=== WORK TO COMPLETE ===
Every line below that contains the word "PTAL" must be copied.

=== STORED DATA ===
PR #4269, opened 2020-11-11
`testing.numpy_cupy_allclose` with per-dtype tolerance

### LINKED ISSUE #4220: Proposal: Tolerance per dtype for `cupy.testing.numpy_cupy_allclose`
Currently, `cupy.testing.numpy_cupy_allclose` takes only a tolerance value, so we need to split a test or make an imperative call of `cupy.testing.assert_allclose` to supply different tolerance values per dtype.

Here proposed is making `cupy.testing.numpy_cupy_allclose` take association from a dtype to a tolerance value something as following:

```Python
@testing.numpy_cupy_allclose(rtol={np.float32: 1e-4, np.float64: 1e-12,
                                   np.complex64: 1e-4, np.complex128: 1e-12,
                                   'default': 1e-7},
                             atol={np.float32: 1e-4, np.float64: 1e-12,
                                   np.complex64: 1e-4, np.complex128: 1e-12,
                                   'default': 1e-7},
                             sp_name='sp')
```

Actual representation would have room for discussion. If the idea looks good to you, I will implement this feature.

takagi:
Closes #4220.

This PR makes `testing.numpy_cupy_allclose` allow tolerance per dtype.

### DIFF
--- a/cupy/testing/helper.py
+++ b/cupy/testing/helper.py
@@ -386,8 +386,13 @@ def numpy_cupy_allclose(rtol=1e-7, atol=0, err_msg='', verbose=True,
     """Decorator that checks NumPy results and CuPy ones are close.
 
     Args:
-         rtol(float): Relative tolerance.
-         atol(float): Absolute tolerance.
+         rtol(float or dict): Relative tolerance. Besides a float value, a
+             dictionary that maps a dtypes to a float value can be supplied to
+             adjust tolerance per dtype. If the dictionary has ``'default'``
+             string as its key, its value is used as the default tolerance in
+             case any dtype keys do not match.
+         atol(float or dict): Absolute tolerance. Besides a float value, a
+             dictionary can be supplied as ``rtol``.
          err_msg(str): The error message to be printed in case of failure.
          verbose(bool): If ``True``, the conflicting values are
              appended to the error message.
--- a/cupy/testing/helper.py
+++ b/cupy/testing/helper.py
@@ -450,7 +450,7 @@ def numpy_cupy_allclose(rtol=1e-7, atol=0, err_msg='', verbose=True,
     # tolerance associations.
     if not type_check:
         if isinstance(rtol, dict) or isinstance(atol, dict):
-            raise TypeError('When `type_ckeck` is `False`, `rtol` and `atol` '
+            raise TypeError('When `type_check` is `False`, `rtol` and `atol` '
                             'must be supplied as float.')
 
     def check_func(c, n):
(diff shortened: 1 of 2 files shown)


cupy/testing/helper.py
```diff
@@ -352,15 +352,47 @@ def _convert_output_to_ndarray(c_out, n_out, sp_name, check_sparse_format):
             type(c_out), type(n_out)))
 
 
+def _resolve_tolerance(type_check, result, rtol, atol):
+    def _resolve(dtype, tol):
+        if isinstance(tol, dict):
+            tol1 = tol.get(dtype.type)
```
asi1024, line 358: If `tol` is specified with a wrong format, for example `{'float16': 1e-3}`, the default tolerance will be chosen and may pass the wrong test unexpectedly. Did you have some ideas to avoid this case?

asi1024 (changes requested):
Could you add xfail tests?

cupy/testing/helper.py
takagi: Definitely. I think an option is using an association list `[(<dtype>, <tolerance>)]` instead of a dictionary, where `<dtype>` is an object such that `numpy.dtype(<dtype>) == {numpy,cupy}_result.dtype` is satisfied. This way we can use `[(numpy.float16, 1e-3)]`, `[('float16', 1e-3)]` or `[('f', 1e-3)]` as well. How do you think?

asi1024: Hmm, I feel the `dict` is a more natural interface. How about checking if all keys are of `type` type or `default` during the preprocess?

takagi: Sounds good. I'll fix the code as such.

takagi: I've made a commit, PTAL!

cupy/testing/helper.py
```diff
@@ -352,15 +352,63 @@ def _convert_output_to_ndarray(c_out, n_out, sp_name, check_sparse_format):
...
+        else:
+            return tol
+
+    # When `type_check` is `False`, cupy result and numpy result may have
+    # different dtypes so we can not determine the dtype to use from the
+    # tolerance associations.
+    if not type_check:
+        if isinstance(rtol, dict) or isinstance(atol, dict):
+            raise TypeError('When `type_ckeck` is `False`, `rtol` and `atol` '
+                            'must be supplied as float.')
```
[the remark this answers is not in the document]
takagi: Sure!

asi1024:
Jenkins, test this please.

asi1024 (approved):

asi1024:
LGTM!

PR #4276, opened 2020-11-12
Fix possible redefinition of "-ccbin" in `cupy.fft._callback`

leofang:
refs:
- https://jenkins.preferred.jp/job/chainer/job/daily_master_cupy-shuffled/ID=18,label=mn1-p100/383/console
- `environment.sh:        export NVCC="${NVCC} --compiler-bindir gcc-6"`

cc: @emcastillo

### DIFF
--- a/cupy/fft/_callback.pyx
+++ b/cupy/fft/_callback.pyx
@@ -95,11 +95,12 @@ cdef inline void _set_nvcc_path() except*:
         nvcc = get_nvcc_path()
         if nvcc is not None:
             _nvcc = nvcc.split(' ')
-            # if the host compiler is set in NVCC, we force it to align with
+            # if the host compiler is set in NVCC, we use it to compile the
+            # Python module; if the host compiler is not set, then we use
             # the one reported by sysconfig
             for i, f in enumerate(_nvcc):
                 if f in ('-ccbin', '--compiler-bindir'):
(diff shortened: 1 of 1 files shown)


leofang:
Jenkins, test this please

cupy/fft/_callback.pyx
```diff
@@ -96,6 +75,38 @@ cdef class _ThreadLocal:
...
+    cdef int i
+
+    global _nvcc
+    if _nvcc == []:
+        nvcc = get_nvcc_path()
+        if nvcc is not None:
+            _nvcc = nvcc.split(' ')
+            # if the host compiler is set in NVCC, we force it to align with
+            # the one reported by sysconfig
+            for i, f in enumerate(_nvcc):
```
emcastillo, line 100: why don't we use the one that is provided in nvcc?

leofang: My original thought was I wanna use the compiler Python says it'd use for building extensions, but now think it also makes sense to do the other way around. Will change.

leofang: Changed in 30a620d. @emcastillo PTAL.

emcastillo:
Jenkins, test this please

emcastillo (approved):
...
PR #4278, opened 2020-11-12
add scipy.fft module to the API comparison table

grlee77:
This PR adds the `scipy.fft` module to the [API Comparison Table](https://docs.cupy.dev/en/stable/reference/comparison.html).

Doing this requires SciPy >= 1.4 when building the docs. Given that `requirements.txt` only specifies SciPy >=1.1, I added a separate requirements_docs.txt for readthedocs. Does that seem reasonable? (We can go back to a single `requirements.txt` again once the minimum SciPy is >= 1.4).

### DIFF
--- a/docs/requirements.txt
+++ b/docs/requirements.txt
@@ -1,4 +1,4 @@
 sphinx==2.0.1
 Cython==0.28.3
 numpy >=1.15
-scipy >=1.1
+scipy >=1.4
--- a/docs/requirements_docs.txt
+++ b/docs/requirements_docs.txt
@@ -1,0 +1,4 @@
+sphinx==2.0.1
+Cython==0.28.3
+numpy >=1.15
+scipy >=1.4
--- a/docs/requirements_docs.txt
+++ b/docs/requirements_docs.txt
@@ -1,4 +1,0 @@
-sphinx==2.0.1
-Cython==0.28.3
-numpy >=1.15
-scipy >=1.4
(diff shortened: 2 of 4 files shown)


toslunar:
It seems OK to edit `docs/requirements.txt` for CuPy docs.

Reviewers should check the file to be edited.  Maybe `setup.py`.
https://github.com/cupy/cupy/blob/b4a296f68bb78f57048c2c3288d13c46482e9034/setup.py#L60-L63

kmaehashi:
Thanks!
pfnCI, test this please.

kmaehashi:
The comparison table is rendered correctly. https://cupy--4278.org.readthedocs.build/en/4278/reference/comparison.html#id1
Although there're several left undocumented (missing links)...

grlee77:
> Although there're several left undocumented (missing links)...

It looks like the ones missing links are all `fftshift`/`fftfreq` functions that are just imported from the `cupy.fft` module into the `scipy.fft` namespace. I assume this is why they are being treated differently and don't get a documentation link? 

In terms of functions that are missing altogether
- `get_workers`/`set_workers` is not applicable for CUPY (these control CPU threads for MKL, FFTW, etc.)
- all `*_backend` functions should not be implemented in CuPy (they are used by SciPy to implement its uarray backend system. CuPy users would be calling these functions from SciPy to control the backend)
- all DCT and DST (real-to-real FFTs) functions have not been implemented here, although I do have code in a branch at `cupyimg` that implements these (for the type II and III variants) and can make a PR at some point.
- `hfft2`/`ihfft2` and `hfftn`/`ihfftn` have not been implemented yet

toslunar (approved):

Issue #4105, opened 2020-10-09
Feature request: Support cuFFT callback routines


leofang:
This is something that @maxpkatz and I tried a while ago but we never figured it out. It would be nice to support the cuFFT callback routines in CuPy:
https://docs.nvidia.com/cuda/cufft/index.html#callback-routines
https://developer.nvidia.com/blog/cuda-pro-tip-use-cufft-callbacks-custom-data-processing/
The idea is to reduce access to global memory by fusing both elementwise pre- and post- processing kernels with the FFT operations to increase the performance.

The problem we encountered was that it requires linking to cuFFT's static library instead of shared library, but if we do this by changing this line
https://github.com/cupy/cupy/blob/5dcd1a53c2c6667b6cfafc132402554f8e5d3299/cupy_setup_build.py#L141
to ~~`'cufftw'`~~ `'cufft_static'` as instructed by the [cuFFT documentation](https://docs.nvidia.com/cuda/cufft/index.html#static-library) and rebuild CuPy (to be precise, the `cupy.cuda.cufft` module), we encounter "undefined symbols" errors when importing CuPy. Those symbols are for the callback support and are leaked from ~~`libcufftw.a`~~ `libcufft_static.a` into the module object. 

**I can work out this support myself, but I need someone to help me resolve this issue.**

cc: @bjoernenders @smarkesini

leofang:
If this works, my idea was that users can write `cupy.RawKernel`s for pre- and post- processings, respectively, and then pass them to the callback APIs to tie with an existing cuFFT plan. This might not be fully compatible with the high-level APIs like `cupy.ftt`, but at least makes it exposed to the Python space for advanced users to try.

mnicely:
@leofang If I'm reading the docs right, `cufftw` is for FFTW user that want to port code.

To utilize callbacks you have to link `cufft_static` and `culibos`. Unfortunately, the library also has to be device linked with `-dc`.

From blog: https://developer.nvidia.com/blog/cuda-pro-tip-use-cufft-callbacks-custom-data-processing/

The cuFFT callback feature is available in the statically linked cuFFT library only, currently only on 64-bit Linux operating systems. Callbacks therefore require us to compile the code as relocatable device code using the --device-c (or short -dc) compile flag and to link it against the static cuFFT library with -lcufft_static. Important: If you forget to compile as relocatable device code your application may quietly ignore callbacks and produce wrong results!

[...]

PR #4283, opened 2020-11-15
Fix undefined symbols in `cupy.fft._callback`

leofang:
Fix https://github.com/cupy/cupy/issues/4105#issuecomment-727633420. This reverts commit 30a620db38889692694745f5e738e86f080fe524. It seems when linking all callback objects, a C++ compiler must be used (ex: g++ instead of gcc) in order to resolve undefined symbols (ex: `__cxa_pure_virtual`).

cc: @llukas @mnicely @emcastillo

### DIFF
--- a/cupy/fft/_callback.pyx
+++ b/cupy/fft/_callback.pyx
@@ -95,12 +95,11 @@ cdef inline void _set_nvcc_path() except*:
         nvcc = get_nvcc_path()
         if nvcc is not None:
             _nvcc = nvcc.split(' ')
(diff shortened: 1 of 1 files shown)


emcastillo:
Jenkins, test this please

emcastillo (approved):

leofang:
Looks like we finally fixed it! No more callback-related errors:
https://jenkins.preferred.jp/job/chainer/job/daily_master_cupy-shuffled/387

=== ANSWER ===
takagi: I've made a commit, PTAL!
leofang: Changed in 30a620d. @emcastillo PTAL.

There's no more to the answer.